(Saved entries)
◆ ◆ ◆ ◆ ◆ ◆ ◆

PR #644, opened 2026-09-07
fix(image): stop Neynar 402 captures when NEYNAR_API_KEY is unset

### LINKED ISSUE #643: fix(image): every avatar cache miss reports a Neynar 402 since the API key was removed (STAMP-7J)
Sentry: [STAMP-7J](https://snapshot-labs.sentry.io/issues/STAMP-7J) — **33213 occurrences**, one isolated event 2026-08-27 15:52 UTC, continuous since 2026-09-05 13:11 UTC, last seen 2026-09-07 13:00 UTC, `environment:production`, `handled:yes`, `provider:farcaster`. Loudest open error in the project (next one has 9674 and stopped eight days ago).

Every avatar request that misses the base cache sends a Neynar lookup with an empty API key. Neynar refuses it, and stamp reports the refusal to Sentry, about 700 times an hour, steadily, since `NEYNAR_API_KEY` was removed from the production environment. Nothing is broken for the user: the resolver answers `false` and the other avatar resolvers fill in. The cost is Sentry noise that buries everything else in the project.

## What is reported

```
Error: [farcaster] 
```

The message is blank after the prefix: only the HTTP reason phrase goes into it, and production's fetch returns none. The status lives on `error.status`, which Sentry does not render.

Stack, first-party frames only:

```
src/resolvers/image/farcaster.ts:39   throw httpError('farcaster', response.status, response.statusText)
src/helpers/deadline.ts:13            withDeadline
src/resolvers/image/farcaster.ts:50   resolve → fetchAddressImageUrl
src/resolvers/image/index.ts:57       withFailureContract → capture
src/api.ts:134                        Promise.all(currentResolvers.map(...))  (index 4)
```

Sample event, 2026-09-07 13:00:54 UTC: `GET https://cdn.stamp.fyi/avatar/0xFA51d273fDAf5B23024F38A8Eb8B04Ec2beE53af`, resolver args `["0xfa51d273fdaf5b23024f38a8eb8b04ec2bee53af", "1", null]`, pod `stamp-5bc975cfb6-86756`.

| pod | first | last | events |
|---|---|---|---|
| stamp-7b6c78c7b-n7n7n | 2026-08-27 15:52 | 2026-08-27 15:52 | 1 |
| stamp-cc6c7b878-zkqck | 2026-09-05 13:11 | 2026-09-05 13:22 | 142 |
| stamp-6f6cdc845f-74899 | 2026-09-05 13:23 | 2026-09-06 09:13 | 9178 |
| stamp-5bc975cfb6-86756 | 2026-09-06 09:14 | ongoing | 23892 |

## Reproduction

1. With `NEYNAR_API_KEY` unset, request an avatar that is not in the base cache, e.g. `curl -s -o /dev/null http://localhost:3000/avatar/0xFA51d273fDAf5B23024F38A8Eb8B04Ec2beE53af`.
2. Expected: no Sentry event, the other resolvers answer. Actual: one `[farcaster]` capture per request, `error.status` 402.

The upstream answer, probed 2026-09-07:

```
$ curl -si 'https://api.neynar.com/v2/farcaster/user/bulk-by-address?addresses=0xFA51d273fDAf5B23024F38A8Eb8B04Ec2beE53af' -H 'api_key:'
HTTP/1.1 402 Payment Required
{"x402Version":1,"error":"X-PAYMENT header or API key required", ...}
```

◆ ◆ ◆ ◆ ◆ ◆ ◆

◆ **Your instructions**
The entries above hold the needed span. Transcribe exactly the lines from the one with "Every avatar request" to the one with "## What is reported", both included.

◆ **Answer for this exercise**
Every avatar request that misses the base cache sends a Neynar lookup with an empty API key. Neynar refuses it, and stamp reports the refusal to Sentry, about 700 times an hour, steadily, since `NEYNAR_API_KEY` was removed from the production environment. Nothing is broken for the user: the resolver answers `false` and the other avatar resolvers fill in. The cost is Sentry noise that buries everything else in the project.

## What is reported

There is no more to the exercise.